For me, the wine that I most preferred was the Saranex lined closure using nitrogen in the headspace. However, I preferred this wine largely because it had been essentially mummified, showing almost no age whatsoever compared to its counterparts. In contrast, the Saranex-lined closure without nitrogen in the headspace showed an appropriate amount of age but was still well preserved. Notably, the wine using a cork closure was identifiable as it had a slight ‘corkiness’ to it, although the wine was well-preserved. 

Overall, the Hogue study is notable for its scientific rigor. The winery should also be commended for the openness with which it has shared its findings (go to www.twistopenhogue.com for additional information). This type of study takes an enormous amount of time and considerable cost. To wit, 3,200 different samples were used during the course of the study. Few wineries in Washington have the ability, financially or logistically, to pull something like this off. 

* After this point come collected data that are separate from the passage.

PR #3250, opened 2023-12-05
BUGFIX: Assume content exists, if stream size is unknown

kdambekalns:
If a PSR7 stream is returned from an `ActionController` action, no content arrives at the client, if the stream has an unknown size.

Why is that? Because the check in our `ActionResponse` in `hasContent()` is implemented like this: 

    $this->content->getSize() > 0

If a stream returns `null` here, because the size is unknown, we should assume content exists...

There should be no change in behavior, even if the stream is in fact empty. Because that would lead to `hasContent()` returning `true`, and the HTTP response being built in `ActionResponse` would get the stream as content. When being delivered that would evaluate to "a stream from an empty string", so there will be (again) no difference, if you look at what the `MessageTrait`does if the internal stream is `null`:

```php
    public function getBody(): StreamInterface
    {
        if (!$this->stream) {
            $this->stream = Utils::streamFor('');
        }

        return $this->stream;
    }
```

**Upgrade instructions**

**Review instructions**

**Checklist**

### DIFF
--- a/Neos.Flow/Classes/Http/Helper/ResponseInformationHelper.php
+++ b/Neos.Flow/Classes/Http/Helper/ResponseInformationHelper.php
@@ -228,7 +228,7 @@ abstract class ResponseInformationHelper
             }
         }
 
-        if (!$response->hasHeader('Content-Length')) {
+        if (!$response->hasHeader('Content-Length') && $response->getBody()->getSize() !== null) {
             $response = $response->withHeader('Content-Length', $response->getBody()->getSize());
         }
 
--- a/Neos.Flow/Classes/Mvc/ActionResponse.php
+++ b/Neos.Flow/Classes/Mvc/ActionResponse.php
@@ -345,6 +345,7 @@ final class ActionResponse
      */
     private function hasContent(): bool
     {
-        return $this->content->getSize() > 0;
+        $contentSize = $this->content->getSize();
+        return $contentSize === null || $contentSize > 0;
     }
 }


kdambekalns:
The `StreamInterface` says:

```php
    /**
     * Get the size of the stream if known.
     *
     * @return int|null Returns the size in bytes if known, or null if unknown.
     */
    public function getSize();
```

If someone has the feeling this might be a breaking change, let me know. I'd be interested!

kitsunet (approved):
I'd say that makes sense, did you try with an empty response stream? as in empty string?

kdambekalns:
> did you try with an empty response stream? as in empty string?

No. That would behave as before, the size is known and is 0, so…

Or do you refer to a stream without content that has an unkown size… hm. That would lead to `hasContent()` returning `true`, and the HTTP response being built in `ActionResponse` would get the stream as content. When being delivered that would evaluate to "a stream from an empty string", so there will be (again) no difference, if you look at what the `MessageTrait`does if the internal stream is `null`:

```php
    public function getBody(): StreamInterface
    {
        if (!$this->stream) {
            $this->stream = Utils::streamFor('');
        }

        return $this->stream;
    }
```

kitsunet:
Fair point, was probably too late to reason about it. What about https://github.com/neos/flow-development-collection/blob/401c861d354aa2b4d25ba5797d28e510104d3942/Neos.Flow/Classes/Http/Helper/ResponseInformationHelper.php#L232 (called via StandardsComplianceMiddleware at the end), that might need adaption to not write content length if it's a stream?

kdambekalns:
> What about
> 
> https://github.com/neos/flow-development-collection/blob/401c861d354aa2b4d25ba5797d28e510104d3942/Neos.Flow/Classes/Http/Helper/ResponseInformationHelper.php#L232
> (called via StandardsComplianceMiddleware at the end), that might need adaption to not write content length if it's a stream?

In my actual usecase that works fine, i.e. there is no Content-Length header being sent when the stream size is unknown. That `null` -valued header is obviously filtered out at some point.

kdambekalns:
> In my actual usecase that works fine

… but why not add a check. ✅

kitsunet (approved):

robertlemke (approved):
LGTM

Co-founder Gary Hogue said that while the cost of the study was substantial, there was a more important driving force in conducting the study. “If your name is on a product and it’s bad, it’s embarrassing,” Hogue said. Hogue also questioned how acceptable it is to have wines tainted by TCA, even if the overall level of cork taint is low. “When you go into a grocery store, how many sections have consumables that are tainted? One – the wine section.” 

While Hogue is now committed to using screwcaps for 100% of its production, Director of Winemaking Co Dinn understands that it will still take other wineries – and consumers – additional convincing. “This is just a piece of the puzzle. It helps move the needle a little bit,” Dinn says. _

Get all the facts here


----------



## Mike93YJ (Jul 12, 2011)

Interesting!


----------



## Tom (Jul 12, 2011)

I'm not sold on screw caps.


----------



## Runningwolf (Jul 12, 2011)

There is a winery by me that has also gone to all screw caps. It's a very expensive initial set up cost.


----------



## ibglowin (Jul 12, 2011)

The data is quite compelling. 5 year study that they paid for themselves.



Tom said:


> I'm not sold on screw caps.


----------



## cpfan (Jul 12, 2011)

Runningwolf said:


> There is a winery by me that has also gone to all screw caps. It's a very expensive initial set up cost.


Some wineries have bought a mobile bottling line, that they can then rent out to other wineries.

The "wineries shifting to screw caps" thing has been going on for years. I really applaud a winery that does their own studies on the matter, rather than following the herd. But I suspect that some wineries will switch to screw caps because everybody else has.

Interesting that Hogue tried several different screwcaps. Points out that not all screw caps are created equal. When home winemakers talk about re-using screw caps, it points out that you don't necessarily know what you'll get.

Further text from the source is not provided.